Alle Welt diskutiert über Jimmy Kimmel. Dabei hat Greg Gutfeld deutlich mehr Zuschauer. Wer ist der rechte Talker, der für Fox News Traumquoten einfährt?
Rausschmeißen. Absetzen. Letzte Warnung! Oder besser: RAUSSCHMEISSEN. ABSETZEN. LETZTE WARNUNG! Über 40.000 Herzen sind Gavin Newsom für seinen Twitter-Post am 18. September zugeflogen. Der kalifornische Gouverneur hat den ominösen Trump-Stil in den Sozialen Medien mittlerweile perfektioniert. Mit den eigenen Waffen schlagen, das ist das Prinzip. In diesem Falle heißt es: Großbuchstaben, Ausrufezeichen, auf den Putz hauen. Doch um wen ging es da eigentlich, wen will Newsom, seit 2019 Gouverneur von Kalifornien, absägen, am besten sofort?
Es geht um einen der erfolgreichsten Köpfe bei Fox News, Greg Gutfeld – Gastgeber der Late-Night-Show „Gutfeld!“ und Panel-Mitglied beim Polit-Talk „The Five“. Gouverneur Newsoms Vorwurf an Gutfeld, ähnlich schlicht wie der von Trump an Kimmel: Gutfeld ist nicht komisch. Gutfeld hat es einfach nicht drauf. Und er braucht Lacher vom Band. Die logische Konsequenz: Der Typ muss weg.

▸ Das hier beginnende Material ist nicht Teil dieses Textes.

PR #393, opened 2026-05-09
Test: Add test_wrapper_parameter_forwarding to replace TEST_WRAPPED_FUNCTIONS

khantnyarhein:
Adds a parametrized test that verifies all @copy_doc wrapper methods on Graph and Framework correctly forward every parameter to their underlying proxy function unchanged.

The test uses unittest.mock.patch to intercept the actual proxy call and asserts both that the graph/framework instance is passed as the first positional argument and that all other parameters are forwarded with their original values. A helper _find_patch_target resolves the correct patch site by walking the method's module namespace.

This makes per-method entries in TEST_WRAPPED_FUNCTIONS redundant.

I will be deduplicating the wrapper-wrapped double assertions later in smaller PRs when the current PR is approved and merged to the epic branch.


khantnyarhein:
- VAR_KEYWORD params: filtered **kwargs out of mock_args; inject a _test_kwarg sentinel instead to actually verify the catch-all is forwarded
- None sentinel: replaced with _MISSING = object() to distinguish a missing key from a key with value None
- Reverse check: added assertion that the proxy receives no arguments beyond what mock_args sent and it catches wrappers that inject extra keyword or positional args
- _assert_name_matches: assertion for wrapper method and wrapped functions to have the same name as the test suggests

Note: the positional fallback was flagged as dead code but is needed: Framework.rescale and Graph.is_critically_k_edge_apex forward a parameter positionally to the proxy.

If the implementation looks good, I will move the current test_signature.py into wrapper folder in test and decouple them into separate more testable and modular pieces.

Legersky:
@khantnyarhein Thanks for the changes, please go ahead with decoupling.

khantnyarhein:
@Legersky I have tried to move the test to test/wrapper folder in commit - https://github.com/PyRigi/PyRigi/commit/d83c66f66fdf78f5c2409172159bb7a747f06a4d

test/wrapper/_helpers.py
```diff
@@ -0,0 +1,123 @@
...
+
+
+def _assert_name_matches(cls: Type, attr_name: str, proxy_func_name: str) -> None:
+    assert attr_name == proxy_func_name, (
+        f"{cls.__name__}.{attr_name} is decorated with @copy_doc({proxy_func_name}) "
+        f"but the method name differs from the proxy function name"
+    )
+
+
+def _assert_params_forwarded(
```
Legersky: If I remember correctly from our discussion, checking that an `AssertionError` was raised in `test_bad_wrapper_detected` was not working well since it can pass due to a different problem. Does it make sense, instead of asserts, to return `(True, "')` when all checks pass and `(False, "problem description")` when something fails, and assert the result in the outer function?

This could also allow to rewrite the `with patch.object(patch_module, patch_name)` blocks in `test_wrapper_parameter_forwarding` and `test_bad_wrapper_detected` so that it would be clear that they test/meta-test the same thing.

test/wrapper/_helpers.py
```diff
@@ -0,0 +1,123 @@
...
+            f"{cls.__name__}.{attr_name} didn't pass "
+            f"the _BadWrappers instance as first arg."
+        )
+    elif cls == Graph:
+        assert isinstance(
+            first_arg, nx.Graph
+        ), f"{cls.__name__}.{attr_name} didn't pass the Graph instance as first arg."
+    elif cls == Framework:
+        assert isinstance(
+            first_arg, Framework
```
Legersky: Should this be `Framework`, or `FrameworkBase`? There is `nx.Graph` on line 77, not `Graph`. I believe these two should be consistent.

test/test_signature.py
```diff
@@ -242,7 +243,7 @@ def is_subtype(sub_type, super_type):
                 )
 
 
-@pytest.mark.parametrize(("cls"), [Graph, Framework])
+@pytest.mark.parametrize(("cls"), [Graph, Framework, _BadWrappers])
```
Legersky: Please, add here just an explanation why we have `_BadWrappers` here: they have the correct signature, but are still wrapping badly.

khantnyarhein:
I've tried to address the three comments above in this commit - [46eeb33](https://github.com/PyRigi/PyRigi/pull/393/commits/46eeb3333d9bfa742e9211f08fca24dff56d9975)

test/wrapper/_check.py
```diff
@@ -0,0 +1,193 @@
...
+    for i in range(1, len(call_args[0])):
+        if i < len(proxy_param_names):
+            forwarded_names.add(proxy_param_names[i])
+
+    extra_positional_count = max(0, len(call_args[0]) - len(proxy_param_names))
+    if extra_positional_count > 0:
+        return False, (
+            f"{cls.__name__}.{attr_name} forwarded {extra_positional_count} "
+            f"unexpected positional argument(s) to the proxy."
+        )
```
Legersky: Please, refactor as we discussed.

khantnyarhein: Hello, I've refactored in this commit - [c07974e](https://github.com/PyRigi/PyRigi/pull/393/commits/c07974e4f53e976a8bdca4e137e6eef6b9882d1c)

Legersky (approved):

Dabei gäbe es, Newsom weiß das natürlich, eine Menge mehr, was man Gutfeld vor die Füße werfen könnte. Im kalifornischen San Mateo geboren, am 12. September 1964, war der selbsterklärte Libertäre nach seinem Englisch-Studium in Berkeley für die Magazine „Men‘s Health“ und „Maxim“ tätig. In den Nullerjahren lebte er einige Zeit in Großbritannien, wo er auch seine Frau, die russische Foto-Journalistin Elena Moussa, kennenlernte.
Nachdem er in den Anfangsjahren für die „Huffington Post“ kommentierte, begann 2007 seine Fernsehkarriere mit der Late-Night-Talk-Show „Red Eye“, die er acht Jahre lang hostete. 2015 startete er „The Greg Gutfeld Show“, heute „Gutfeld!“ – mit Ausrufezeichen natürlich – die sich Anfang der 2020er zur Reichweiten-stärksten Talkshow in den Staaten entwickelte. Die Branchen-Website „Mediaite“ platzierte Gutfeld 2021 unter den einflussreichsten Persönlichkeiten auf Platz 12.

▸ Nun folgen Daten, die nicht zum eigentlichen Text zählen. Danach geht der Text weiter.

PR #394, opened 2026-05-23
Doc: Converted graph submodule docstrings to function-style and updated copy_doc decorator logic

khantnyarhein:
The Graph class exposes methods via @copy_doc. Before this PR, copy_doc simply copied the docstring verbatim from the underlying module-level function, so all wrapped functions had to hold method-style docstrings.

This PR introduces function-style as the canonical docstring format for wrapped functions and updates copy_doc to convert them to method-style at import time via func_to_method_doc.

Changes

- Extended copy_doc in pyrigi/_utils/_doc.py to call func_to_method_doc on the copied docstring, transforming function-style examples (>>> is_rigid(G)) into method-style (>>> G.is_rigid()) for the class API docs.

- Implemented func_to_method_doc and its helpers (_transform_doctest_func_to_method, _transform_doctest_nx_to_graph_alias, _transform_func_to_meth_refs) to handle doctest lines, NetworkX
alias methods, Sphinx :func: references, and "this/the function" text.

- _transform_doctest_func_to_method uses a re.sub fallback (in addition to re.match) so wrapped calls like len(list(all_k_extensions(G, 0))) and type(all_extensions(G)) are also converted correctly.

- Converted docstrings in 11 graph submodule files from method-style to function-style via a one-time migration script (doc/scripts/migrate_docstrings.py).

- Fixed two categories of doctest patterns that initial the migration script(still part of PR)'s regex missed:
  1.  Wrapped calls (len(list(G.method()))) - same re.sub approach applied to the migration helper.
  2.  Chained instantiation (graphs.Diamond().method(...)) - decoupled into an intermediate variable; documented this constraint in the developer guide.

- Added 14 unit tests in test/utils/test__doc.py covering func_to_method_doc and its helpers.

- Added a developer guide note (doc/development/internal_reference/graph/index.md) explaining the two docstring format rules contributors must follow. (this is my initial decision, and can be moved)


doc/development/cheatsheet.md
```diff
@@ -65,10 +65,10 @@ For detailed overview of MyST syntax, see the [MyST documentation](https://myst-
...
 
 :::{csv-table}
-`` :class:`~pyrigi.framework.Framework` `` , {class}`~pyrigi.framework.Framework`
-`` :class:`pyrigi.framework.Framework` `` , {class}`pyrigi.framework.Framework`
-`` :meth:`pyrigi.framework.Framework.delete_edge` `` , {meth}`pyrigi.framework.Framework.delete_edge`
-`` :meth:`~pyrigi.framework.Framework.delete_edge` `` , {meth}`~pyrigi.framework.Framework.delete_edge`
+`` :class:`~pyrigi.framework.framework.Framework` `` , {class}`~pyrigi.framework.framework.Framework`
+`` :class:`pyrigi.framework.framework.Framework` `` , {class}`pyrigi.framework.framework.Framework`
+`` :meth:`pyrigi.framework.framework.Framework.delete_edge` `` , {meth}`pyrigi.framework.framework.Framework.delete_edge`
+`` :meth:`~pyrigi.framework.framework.Framework.delete_edge` `` , {meth}`~pyrigi.framework.framework.Framework.delete_edge`
```
MatteoGallet, line 71: Are these changes related to this PR? If not, I would suggest to revert them.

pyrigi/_utils/_doc.py
```diff
@@ -25,19 +30,221 @@ def copy_doc(
...
-    Copy the docstring from the provided function.
-
-    In tests, it also ensures that the signatures match.
+    Copy the docstring from the provided function, converting it to method-style.
     """
 
     def wrapped(method: Callable[..., T]) -> Callable[P, T]:
-        method.__doc__ = proxy_func.__doc__
+        method_doc = proxy_func.__doc__
+        if method.__qualname__.startswith("Graph."):
```
MatteoGallet, line 38: Is it maybe possible not to hard-code ``Graph`` here, and rather have a dictionary at the beginning of the files where we collect the starting string of each class for which we may want to employ the method-function approach?

pyrigi/_utils/_doc.py
```diff
@@ -25,19 +30,221 @@ def copy_doc(
...
+    if m:
+        prefix, assignment, func, var, rest_args, suffix = m.groups()
+        if func in class_methods:
+            if rest_args:
+                return f"{prefix}{assignment}{var}.{func}({rest_args}){suffix}"
+            else:
+                return f"{prefix}{assignment}{var}.{func}(){suffix}"
+
+    # Fallback: re.sub for wrapped calls
+    if not re.search(r"(?:>>>|\.\.\.)\s", line):
```
MatteoGallet: Maybe change this into

```python
if not re.search(r"^\s*(?:>>>|\.\.\.)\s", line):
```

so that the ``...`` is only searched after ``>>>`` and not at any point in the line?

test/utils/test__doc.py
MatteoGallet, line 1: Maybe add the following tests?

```python
def test_transform_doctest_func_to_method_wrapped_call():
    # Exercises the re.sub fallback, not the re.match primary path.
    line = ">>> len(list(all_k_extensions(G, 0)))"
    result = _transform_doctest_func_to_method(line, {"all_k_extensions"})
    assert result == ">>> len(list(G.all_k_extensions(0)))"
```

```python
def test_func_to_method_doc_none_docstring():
    assert func_to_method_doc(None, {"is_rigid"}) is None
```

```python
def test_transform_doctest_func_to_method_continuation_line_unchanged():
    line = "...            [1, 4], [2, 3], [2, 4], [3, 4]])"
    result = _transform_doctest_func_to_method(line, {"is_rigid"})
    assert result == line
```

doc/development/cheatsheet.md
Legersky: The links did not work. I agree it would be better on a separate PR, but for simplicity I think it is also fine to leave it here.

pyrigi/_utils/_doc.py
Legersky: I guess this depends whether the exactly same code will be used also for `Framework` or something else.

test/utils/test__doc.py
```diff
@@ -0,0 +1,145 @@
...
+    >>> is_linked(H, 1,3)
+    True
+    """
+
+    transformed = func_to_method_doc(doc, GRAPH_METHODS)
+
+    assert ">>> H.is_linked(1,7)" in transformed
+    assert ">>> H.is_linked(0,3)" in transformed
+    assert ">>> H.is_linked(1,3)" in transformed
+    assert ">>> is_linked(" not in transformed
```
Legersky: Is there a reason not to compare to result to the whole string transformed as we expect? That would test also that nothing else went wrong, besides the correct transformations of functions to methods.

Legersky:
After merging this, we might consider adding some basic automatic check that the examples in functions adhere to the new standard.

doc/development/internal_reference/graph/index.md
```diff
@@ -0,0 +1,44 @@
...
+   >>> len(list(all_k_extensions(g, 1, 2, only_non_isomorphic=True)))
+   ```
+   Chained calls like `graphs.Diamond().all_k_extensions(...)` are not caught
+   by the regex and will remain in method-style inside the function docstring.
+
+2. **Outer wrappers are allowed** (`list`, `len`, `type`, `sorted`, etc.), as
+   long as no argument to the class method is itself a function call:
+   ```python
+   >>> type(all_extensions(G))          # OK — no nested call in args
+   >>> len(list(all_k_extensions(G, 0)))  # OK — linear args
```
Legersky: This should replace the corresponding part here: https://pyrigi.github.io/PyRigi/development/howto/package_structure.html#graph-functionality

Legersky:
In the compiled documentation, the first argument is apparently added automatically at the end of Parameters: 
image
Is there any easy to move it to the beginning instead?

Legersky:
Any idea why it displays type `Vertex` in method style (which is good):
image
But `Hashable` in function style (not so good):
image

?

pyrigi/_utils/_doc.py
Legersky: Maybe I am missing something, but some lines in our examples do start with `...`.

Legersky:
Examples in 
`pyrigi.graph._sparsity.sparsity`
`pyrigi.graph._export.export.to_tikz`
 are not transformed to function style.

The links in `pyrigi.graph._other.apex` go to methods instead of functions.

The links in `pyrigi.graph._other.separating_set.is_stable_separating_set` do not work and the example in `pyrigi.graph._constructions.constructions.cone` needs to be decoupled.

Legersky:
The internal documentation for NAC-colorings is not displayed.

pyrigi/_utils/_doc.py
MatteoGallet: I agree. But maybe we do want to have it available for `Framework` as well, right?

test/utils/test__doc.py
khantnyarhein: I have updated the test file with mentioned tests added

MatteoGallet: Thanks!

test/utils/test__doc.py
khantnyarhein: I have updated the test file with updated check against the whole transformed string in the commit - Resolved some PR comments

doc/development/internal_reference/graph/index.md
khantnyarhein: I've replaced the part in graph-functionality, however, I haven't removed it in [doc/development/internal_reference/graph/index.md](https://github.com/PyRigi/PyRigi/pull/394/files/b35c049fb24453f11d5204ccd2e9828c6b3e59cd#diff-3bf6c46975dc91c28f2aecc0fda6759f0a874ff7a4d35ece0527b871b78c5356)

khantnyarhein:
> Any idea why it displays type `Vertex` in method style (which is good): image But `Hashable` in function style (not so good): image
> 
> ?

I've fixed it by adding `from __future__ import annotations` in the files which are in scope of this migration.

khantnyarhein:
> Examples in
> `pyrigi.graph._sparsity.sparsity`
> `pyrigi.graph._export.export.to_tikz`
> are not transformed to function style.

The reason they were not migrated seems to be because of the raw strings (r"""..."""). I've added the case and migrated the files again. However, the migration seemed to have missed a few `to_tikz()` instances but @MatteoGallet had them updated in the last commit.

khantnyarhein:
> The links in `pyrigi.graph._other.apex` go to methods instead of functions.

The migration script doesn't convert `:meth: references` with a class prefix (e.g. `:meth:~.Graph.is_k_vertex_apex`) since those can't be safely auto-converted - the same pattern can also be used for intentional method links. The four alias docstrings in `apex.py` were updated manually to `:func:`~.is_k_vertex_apex etc. This should be safe because all referenced functions are defined in the same file.

khantnyarhein:
> The links in `pyrigi.graph._other.separating_set.is_stable_separating_set` do not work and the example in `pyrigi.graph._constructions.constructions.cone` needs to be decoupled.

`:meth:`Graph.is_stable_set used `~Graph.` Fixed to `:func:`~.is_stable_set and `:func:`.is_separating_set. It should be the same case as my previous comment.
`Graph([(0,1)]).cone()` was decoupled to `g = Graph([(0,1)]); G = cone(g)`.

MatteoGallet:
> In the compiled documentation, the first argument is apparently added automatically at the end of Parameters: image Is there any easy to move it to the beginning instead?

I tried to address this issue in commit 0bb6e7302d925ddbe870f244d8d7eaf3d7f01923.

pyrigi/_utils/_doc.py
MatteoGallet: Sorry, the explanation was incorrect: this change restricts catching `...` only at the beginning of the line. This is now done in commit 8c9039da88d6dcf7fa136d5c15658bb61bbb0648.

pyrigi/_utils/_doc.py
Legersky: Yes, in another PR.

doc/development/howto/package_structure.md
```diff
@@ -69,12 +69,44 @@ which is of type {class}`networkx.Graph` and is always called `graph`.
...
+invert them to method-style at import time:
+
+1. **No chained instantiation.** Assign the graph to a variable first:
+   ```python
+   >>> g = graphs.Diamond()
+   >>> len(list(all_k_extensions(g, 1, 2, only_non_isomorphic=True)))
+   ```
+   Chained calls like `graphs.Diamond().all_k_extensions(...)` are not caught
+   by the regex and will remain in method-style inside the function docstring.
+
```
Legersky: It is the other way around, isn't it?

doc/development/howto/package_structure.md
```diff
@@ -69,12 +69,44 @@ which is of type {class}`networkx.Graph` and is always called `graph`.
...
+2. **Outer wrappers are allowed** (`list`, `len`, `type`, `sorted`, `print`, etc.), as
+   long as no argument to the class method is itself a function call:
```
Legersky: Should "class method" be "function"?

doc/development/internal_reference/graph/index.md
Legersky: Please, remove it from `graph/index.md` to avoid duplication.

doc/development/internal_reference/graph/nac.md
```diff
@@ -0,0 +1,9 @@
+# NAC Colorings
+
+```{eval-rst}
+.. automodule:: pyrigi.graph._flexibility.nac
+   :members:
+   :imported-members:
+   :undoc-members:
+   :show-inheritance:
+```
```
Legersky, line 98: The module `nac` has submodules that should be displayed in the internal reference. I think for now all of them can be on the same page.

Legersky:
When this is finished and merged, I will create a PR extending this functionality to frameworks (I have a draft ready on a local branch).

pyrigi/graph/_sparsity/_pebble_digraph.py
MatteoGallet, line 1: The methods `K`, `L`, `K_and_L`, `redirect_edge_to_head`, and `dfs` got `graph` among their parameters, which should not be there.

pyrigi/graph/_rigidity/realization_counting.py
MatteoGallet, line 1: The methods `_number_of_sphere_realizations_min_rigid_dim_2_rec` and `_number_of_plane_realizations_min_rigid_dim_2_rec` have `graph` among their parameters, which should not be there.

pyrigi/graph/_flexibility/nac/check.py
MatteoGallet, line 107: Here the parameter `graph` is not mentioned.

pyrigi/graph/_rigidity/realization_counting.py
Legersky: ✅

pyrigi/graph/_flexibility/nac/check.py
Legersky: ✅

pyrigi/graph/_sparsity/_pebble_digraph.py
Legersky: ✅

pyrigi/_utils/_doc.py
```diff
@@ -25,19 +30,273 @@ def copy_doc(
...
+        if new_line != line:
+            result.append(new_line)
+            continue
+
+        # 3. :func: -> :meth: for bare names
+        line = _transform_func_to_meth_refs(line, class_methods)
+
+        # 4. "this function" / "the function" / "The function"
+        line = re.sub(r"\bthis function\b", "this method", line)
+        line = re.sub(r"\bthe function\b", "the method", line)
```
MatteoGallet, line 293: Maybe add:

```python
        line = re.sub(r"\bThis function\b", "This method", line)
```

pyrigi/_utils/_doc.py
```diff
@@ -25,19 +30,273 @@ def copy_doc(
...
+        stripped = line.strip()
+
+        # Track when we enter the Parameters section and its dashes line.
+        if stripped == "Parameters":
+            in_params = True
+            after_dashes = False
+        elif in_params and not after_dashes and re.match(r"^-+$", stripped):
+            after_dashes = True
+        elif in_params and after_dashes:
+            # Skip a bare 'graph:' or 'framework:' entry (no description follows).
```
MatteoGallet, line 266: Maybe we should document that functions that get wrapped may have  a bare `graph` or `framework` parameter, which gets removed, but those parameters should not be followed by descriptions, since they would remain?

doc/development/howto/package_structure.md
```diff
@@ -69,12 +69,45 @@ which is of type {class}`networkx.Graph` and is always called `graph`.
...
-and not functions taking {class}`networkx.Graph`.
+The decorator `@copy_doc` not only copies the docstring but also converts
+function-style examples to method-style at import time.
+Therefore, docstrings should be written in **function-style**, referring to the
+graph as "the graph" rather than by the parameter name `graph`.
+
+(writing_examples)=
+### Writing examples for `copy_doc`-wrapped functions
+
+Examples in function-style docstrings must follow two rules so `copy_doc` can
```
MatteoGallet, line 84: "three rules" ?

pyrigi/_utils/_doc.py
Legersky: :heavy_check_mark:

pyrigi/_utils/_doc.py
Legersky: :heavy_check_mark:

MatteoGallet (approved):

So wurde Greg Gutfeld zum einflussreichen Late-Night-Talker
Wie er das geschafft hat? Auf den ersten Blick nicht so leicht zu beantworten. Die Kulisse seiner Show sieht aus, als hätte man sich in einen 90er-Jahre-Nachmittagstalk bei den Privaten verirrt. Gutfeld, ein hemdsärmeliger Typ mit Acht-Dollar-Haarschnitt, in Poloshirts aus der Warenschütte mit den Resten vom Vorjahr.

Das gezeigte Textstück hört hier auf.